(Data extracted from a collection)
* * * * * * *

PR #2721, opened 2021-07-27
Deal with the bad check in test_load.py

mariosasko:
This PR removes a check that's been added in #2684. My intention with this check was to capture an URL in the error message, but instead, it captures a substring of the previous regex match in the test function. Another option would be to replace this check with:
```python
m_paths = re.findall(r"\S*_dummy/_dummy.py\b", str(exc_info.value))  # on Linux this will match an URL as well as a local_path due to different os.sep, so take the last element (an URL always comes last in the list)
assert len(m_paths) > 0 and is_remote_url(m_paths[-1])  # is_remote_url comes from datasets.utils.file_utils
```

* * * * * * *

Your instructions – All that is wanted is the lines from the one containing "This PR removes" through the last line of the records, restated word for word.

Task result –
This PR removes a check that's been added in #2684. My intention with this check was to capture an URL in the error message, but instead, it captures a substring of the previous regex match in the test function. Another option would be to replace this check with:
```python
m_paths = re.findall(r"\S*_dummy/_dummy.py\b", str(exc_info.value))  # on Linux this will match an URL as well as a local_path due to different os.sep, so take the last element (an URL always comes last in the list)
assert len(m_paths) > 0 and is_remote_url(m_paths[-1])  # is_remote_url comes from datasets.utils.file_utils
```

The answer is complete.